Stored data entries
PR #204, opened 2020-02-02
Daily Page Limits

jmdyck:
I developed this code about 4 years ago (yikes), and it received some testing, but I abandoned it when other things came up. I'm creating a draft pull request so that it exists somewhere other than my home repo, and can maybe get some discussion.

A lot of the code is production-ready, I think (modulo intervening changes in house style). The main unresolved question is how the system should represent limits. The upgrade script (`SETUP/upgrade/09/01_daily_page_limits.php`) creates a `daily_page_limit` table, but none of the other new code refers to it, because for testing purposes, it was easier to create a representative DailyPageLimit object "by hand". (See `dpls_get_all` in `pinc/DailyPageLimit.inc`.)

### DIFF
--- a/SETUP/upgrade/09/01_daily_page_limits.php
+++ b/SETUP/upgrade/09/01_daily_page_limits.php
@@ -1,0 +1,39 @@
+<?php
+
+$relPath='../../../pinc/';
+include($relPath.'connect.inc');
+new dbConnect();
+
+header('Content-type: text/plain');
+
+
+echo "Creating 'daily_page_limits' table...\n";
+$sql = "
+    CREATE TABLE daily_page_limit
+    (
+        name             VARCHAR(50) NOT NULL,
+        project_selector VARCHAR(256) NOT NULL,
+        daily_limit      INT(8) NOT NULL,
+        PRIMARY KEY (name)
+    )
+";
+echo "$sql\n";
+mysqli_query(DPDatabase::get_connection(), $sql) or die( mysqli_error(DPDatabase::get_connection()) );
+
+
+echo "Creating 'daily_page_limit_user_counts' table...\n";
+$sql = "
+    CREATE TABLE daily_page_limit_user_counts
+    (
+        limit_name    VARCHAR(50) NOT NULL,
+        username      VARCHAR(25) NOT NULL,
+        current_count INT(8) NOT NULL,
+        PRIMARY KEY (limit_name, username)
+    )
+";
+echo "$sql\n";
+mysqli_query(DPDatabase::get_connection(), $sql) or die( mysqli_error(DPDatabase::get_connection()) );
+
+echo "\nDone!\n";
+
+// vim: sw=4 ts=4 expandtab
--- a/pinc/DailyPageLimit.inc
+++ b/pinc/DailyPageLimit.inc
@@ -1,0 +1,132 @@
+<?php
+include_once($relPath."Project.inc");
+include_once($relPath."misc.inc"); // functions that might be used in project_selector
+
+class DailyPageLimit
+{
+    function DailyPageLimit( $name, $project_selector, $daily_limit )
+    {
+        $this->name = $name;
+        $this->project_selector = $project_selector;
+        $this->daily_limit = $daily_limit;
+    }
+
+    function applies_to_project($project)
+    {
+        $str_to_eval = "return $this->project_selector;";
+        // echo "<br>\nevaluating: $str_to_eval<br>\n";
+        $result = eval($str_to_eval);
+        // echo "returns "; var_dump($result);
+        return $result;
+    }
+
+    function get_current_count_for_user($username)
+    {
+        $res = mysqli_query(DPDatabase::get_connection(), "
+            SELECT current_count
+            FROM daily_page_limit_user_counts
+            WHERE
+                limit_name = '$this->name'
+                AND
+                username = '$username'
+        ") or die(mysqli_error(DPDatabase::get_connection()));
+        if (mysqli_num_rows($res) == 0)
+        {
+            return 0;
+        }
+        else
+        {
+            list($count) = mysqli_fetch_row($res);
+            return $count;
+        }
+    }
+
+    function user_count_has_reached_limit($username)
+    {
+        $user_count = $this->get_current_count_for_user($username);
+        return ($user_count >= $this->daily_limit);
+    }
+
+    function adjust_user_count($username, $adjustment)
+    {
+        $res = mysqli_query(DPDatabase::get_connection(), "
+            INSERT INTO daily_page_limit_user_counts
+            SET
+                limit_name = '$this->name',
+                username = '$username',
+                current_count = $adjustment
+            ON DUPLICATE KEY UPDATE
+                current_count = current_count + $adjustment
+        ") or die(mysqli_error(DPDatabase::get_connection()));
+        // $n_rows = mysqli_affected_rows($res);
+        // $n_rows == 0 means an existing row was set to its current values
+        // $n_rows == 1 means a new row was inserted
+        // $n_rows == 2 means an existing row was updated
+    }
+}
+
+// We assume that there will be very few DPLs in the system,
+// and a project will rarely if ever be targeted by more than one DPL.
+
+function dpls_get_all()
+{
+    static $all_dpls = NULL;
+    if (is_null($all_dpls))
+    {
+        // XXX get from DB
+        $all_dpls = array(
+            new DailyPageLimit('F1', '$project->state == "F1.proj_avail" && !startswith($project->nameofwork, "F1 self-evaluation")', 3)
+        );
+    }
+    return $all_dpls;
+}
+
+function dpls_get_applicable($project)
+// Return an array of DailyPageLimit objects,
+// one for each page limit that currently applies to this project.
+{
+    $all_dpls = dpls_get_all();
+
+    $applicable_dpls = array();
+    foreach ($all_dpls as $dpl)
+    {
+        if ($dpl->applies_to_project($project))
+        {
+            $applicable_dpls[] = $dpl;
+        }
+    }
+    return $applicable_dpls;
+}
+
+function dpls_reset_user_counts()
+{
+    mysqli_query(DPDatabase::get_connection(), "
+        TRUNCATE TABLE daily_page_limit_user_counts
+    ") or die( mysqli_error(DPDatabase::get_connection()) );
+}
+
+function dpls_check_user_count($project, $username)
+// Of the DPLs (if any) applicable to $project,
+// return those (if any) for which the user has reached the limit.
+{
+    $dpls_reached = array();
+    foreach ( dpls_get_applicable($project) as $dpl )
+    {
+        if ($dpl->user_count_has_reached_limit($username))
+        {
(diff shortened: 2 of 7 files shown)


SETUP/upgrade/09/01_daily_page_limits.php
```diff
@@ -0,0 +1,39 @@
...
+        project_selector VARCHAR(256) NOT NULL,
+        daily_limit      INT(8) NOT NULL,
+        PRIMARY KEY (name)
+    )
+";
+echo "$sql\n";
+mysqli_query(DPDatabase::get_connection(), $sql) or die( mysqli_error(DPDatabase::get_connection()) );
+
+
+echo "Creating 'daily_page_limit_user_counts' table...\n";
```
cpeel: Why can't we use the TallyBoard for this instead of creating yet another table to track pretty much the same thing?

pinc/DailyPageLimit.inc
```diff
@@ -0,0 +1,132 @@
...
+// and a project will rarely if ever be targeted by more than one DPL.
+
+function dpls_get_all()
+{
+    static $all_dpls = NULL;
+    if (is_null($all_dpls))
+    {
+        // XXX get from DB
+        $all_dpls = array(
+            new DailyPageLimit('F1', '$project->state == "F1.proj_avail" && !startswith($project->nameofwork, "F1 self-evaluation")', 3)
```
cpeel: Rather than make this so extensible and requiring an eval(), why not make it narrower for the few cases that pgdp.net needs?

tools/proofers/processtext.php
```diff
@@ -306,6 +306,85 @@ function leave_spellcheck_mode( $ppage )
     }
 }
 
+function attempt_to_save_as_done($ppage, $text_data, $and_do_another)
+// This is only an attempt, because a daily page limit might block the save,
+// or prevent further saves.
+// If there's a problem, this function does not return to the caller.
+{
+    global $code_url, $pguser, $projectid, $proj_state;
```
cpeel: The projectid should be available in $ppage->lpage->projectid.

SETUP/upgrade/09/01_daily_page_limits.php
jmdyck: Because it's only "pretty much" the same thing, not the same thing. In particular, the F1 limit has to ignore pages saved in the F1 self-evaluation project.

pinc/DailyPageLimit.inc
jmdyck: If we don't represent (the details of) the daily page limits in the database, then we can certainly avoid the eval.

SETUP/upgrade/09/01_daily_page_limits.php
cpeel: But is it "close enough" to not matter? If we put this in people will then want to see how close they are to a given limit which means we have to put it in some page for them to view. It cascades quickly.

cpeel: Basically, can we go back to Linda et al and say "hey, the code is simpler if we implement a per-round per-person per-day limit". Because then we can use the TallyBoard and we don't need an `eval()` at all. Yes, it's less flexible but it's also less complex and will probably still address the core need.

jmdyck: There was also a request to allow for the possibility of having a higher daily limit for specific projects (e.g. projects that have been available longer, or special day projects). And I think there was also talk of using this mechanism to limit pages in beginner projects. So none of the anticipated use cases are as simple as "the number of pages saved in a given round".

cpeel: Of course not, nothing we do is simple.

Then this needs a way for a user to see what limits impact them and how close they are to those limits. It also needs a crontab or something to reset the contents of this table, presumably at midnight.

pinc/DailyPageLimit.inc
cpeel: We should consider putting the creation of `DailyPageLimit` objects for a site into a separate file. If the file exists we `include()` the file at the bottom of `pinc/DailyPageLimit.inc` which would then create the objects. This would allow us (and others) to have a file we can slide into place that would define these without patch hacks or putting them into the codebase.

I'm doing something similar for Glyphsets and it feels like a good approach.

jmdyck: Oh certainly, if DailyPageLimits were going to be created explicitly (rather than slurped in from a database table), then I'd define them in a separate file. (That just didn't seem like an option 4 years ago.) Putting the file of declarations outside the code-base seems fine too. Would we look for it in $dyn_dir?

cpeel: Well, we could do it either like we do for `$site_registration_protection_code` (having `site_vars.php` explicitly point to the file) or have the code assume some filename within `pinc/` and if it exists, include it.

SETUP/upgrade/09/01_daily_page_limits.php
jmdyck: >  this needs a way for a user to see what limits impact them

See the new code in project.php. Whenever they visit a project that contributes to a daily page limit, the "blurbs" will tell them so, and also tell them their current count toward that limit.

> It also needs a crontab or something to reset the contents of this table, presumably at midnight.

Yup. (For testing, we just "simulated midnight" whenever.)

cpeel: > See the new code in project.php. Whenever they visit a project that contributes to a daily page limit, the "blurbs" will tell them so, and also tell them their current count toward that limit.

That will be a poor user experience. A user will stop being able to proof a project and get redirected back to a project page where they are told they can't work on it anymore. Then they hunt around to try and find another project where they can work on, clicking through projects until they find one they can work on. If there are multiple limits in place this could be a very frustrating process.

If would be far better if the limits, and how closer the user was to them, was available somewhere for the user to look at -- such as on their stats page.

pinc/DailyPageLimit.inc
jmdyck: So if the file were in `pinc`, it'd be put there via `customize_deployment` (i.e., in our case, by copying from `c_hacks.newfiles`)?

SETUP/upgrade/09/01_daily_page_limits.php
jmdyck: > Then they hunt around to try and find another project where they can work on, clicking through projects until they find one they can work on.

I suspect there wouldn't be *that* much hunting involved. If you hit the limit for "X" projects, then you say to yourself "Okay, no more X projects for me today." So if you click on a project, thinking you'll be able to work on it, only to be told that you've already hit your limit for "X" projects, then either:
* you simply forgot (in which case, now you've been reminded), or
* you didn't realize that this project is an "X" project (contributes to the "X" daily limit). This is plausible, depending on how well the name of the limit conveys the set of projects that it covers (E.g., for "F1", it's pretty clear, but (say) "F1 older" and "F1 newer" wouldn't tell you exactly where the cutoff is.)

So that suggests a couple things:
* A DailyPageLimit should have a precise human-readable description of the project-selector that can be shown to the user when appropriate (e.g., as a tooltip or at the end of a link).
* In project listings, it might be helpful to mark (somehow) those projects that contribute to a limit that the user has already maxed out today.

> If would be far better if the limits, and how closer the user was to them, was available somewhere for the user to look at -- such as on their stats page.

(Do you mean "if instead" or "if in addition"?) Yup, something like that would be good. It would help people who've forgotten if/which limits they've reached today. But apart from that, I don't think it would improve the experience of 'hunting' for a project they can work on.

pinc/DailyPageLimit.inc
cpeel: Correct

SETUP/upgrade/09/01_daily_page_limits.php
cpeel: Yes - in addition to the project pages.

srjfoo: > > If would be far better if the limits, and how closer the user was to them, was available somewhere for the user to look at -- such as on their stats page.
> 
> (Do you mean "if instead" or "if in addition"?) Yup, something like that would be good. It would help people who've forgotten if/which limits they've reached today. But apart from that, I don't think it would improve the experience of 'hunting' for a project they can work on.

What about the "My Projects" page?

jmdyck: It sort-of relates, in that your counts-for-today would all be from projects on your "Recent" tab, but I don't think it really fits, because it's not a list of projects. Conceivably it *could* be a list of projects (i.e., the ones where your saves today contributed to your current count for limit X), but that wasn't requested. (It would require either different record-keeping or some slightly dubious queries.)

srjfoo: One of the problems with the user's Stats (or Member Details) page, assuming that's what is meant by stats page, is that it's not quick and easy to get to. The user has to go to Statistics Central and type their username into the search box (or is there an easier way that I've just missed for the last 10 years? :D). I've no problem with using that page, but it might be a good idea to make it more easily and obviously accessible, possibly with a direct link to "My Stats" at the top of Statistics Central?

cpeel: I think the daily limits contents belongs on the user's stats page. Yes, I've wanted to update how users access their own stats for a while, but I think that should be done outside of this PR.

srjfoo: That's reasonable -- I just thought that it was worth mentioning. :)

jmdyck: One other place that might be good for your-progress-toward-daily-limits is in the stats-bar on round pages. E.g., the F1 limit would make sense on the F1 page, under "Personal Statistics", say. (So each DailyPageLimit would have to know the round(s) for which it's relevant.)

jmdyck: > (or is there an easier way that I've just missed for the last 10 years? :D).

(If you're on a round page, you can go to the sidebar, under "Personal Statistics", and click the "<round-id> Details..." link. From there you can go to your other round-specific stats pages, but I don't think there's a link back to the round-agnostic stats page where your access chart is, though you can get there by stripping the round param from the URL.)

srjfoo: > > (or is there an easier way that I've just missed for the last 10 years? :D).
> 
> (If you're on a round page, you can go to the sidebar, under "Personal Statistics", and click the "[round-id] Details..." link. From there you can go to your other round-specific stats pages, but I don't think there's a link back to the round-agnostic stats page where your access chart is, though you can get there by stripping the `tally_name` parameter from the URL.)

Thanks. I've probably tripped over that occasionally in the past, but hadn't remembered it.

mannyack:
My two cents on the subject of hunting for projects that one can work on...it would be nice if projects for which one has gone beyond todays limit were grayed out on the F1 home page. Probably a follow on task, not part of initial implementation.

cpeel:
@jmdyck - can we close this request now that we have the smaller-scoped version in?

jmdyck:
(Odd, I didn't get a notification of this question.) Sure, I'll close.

==

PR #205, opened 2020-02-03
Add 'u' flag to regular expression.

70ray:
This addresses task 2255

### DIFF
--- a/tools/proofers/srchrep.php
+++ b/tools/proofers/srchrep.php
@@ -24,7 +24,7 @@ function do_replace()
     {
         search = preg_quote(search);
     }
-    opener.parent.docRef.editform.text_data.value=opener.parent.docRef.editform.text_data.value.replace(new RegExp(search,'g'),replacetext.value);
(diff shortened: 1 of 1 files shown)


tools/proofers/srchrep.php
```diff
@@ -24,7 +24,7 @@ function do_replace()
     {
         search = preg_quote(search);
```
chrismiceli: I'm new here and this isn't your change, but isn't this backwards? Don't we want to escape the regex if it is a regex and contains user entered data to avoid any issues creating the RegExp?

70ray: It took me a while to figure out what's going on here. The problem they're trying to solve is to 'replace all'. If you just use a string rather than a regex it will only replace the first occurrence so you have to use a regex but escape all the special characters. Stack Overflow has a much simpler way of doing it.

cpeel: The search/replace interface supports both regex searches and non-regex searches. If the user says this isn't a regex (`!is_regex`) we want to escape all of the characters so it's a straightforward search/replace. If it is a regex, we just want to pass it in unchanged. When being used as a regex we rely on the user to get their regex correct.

...

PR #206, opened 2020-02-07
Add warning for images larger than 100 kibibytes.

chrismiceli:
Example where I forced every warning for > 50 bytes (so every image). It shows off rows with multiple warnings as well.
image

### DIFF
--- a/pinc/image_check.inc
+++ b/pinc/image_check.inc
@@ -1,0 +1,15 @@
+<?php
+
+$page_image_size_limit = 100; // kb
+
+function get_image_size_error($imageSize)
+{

=== ABOUT THIS EXERCISE ===
State how many lines of the entries above include the word "needs", offering no text other than the number.

=== ANSWER SPACE ===
4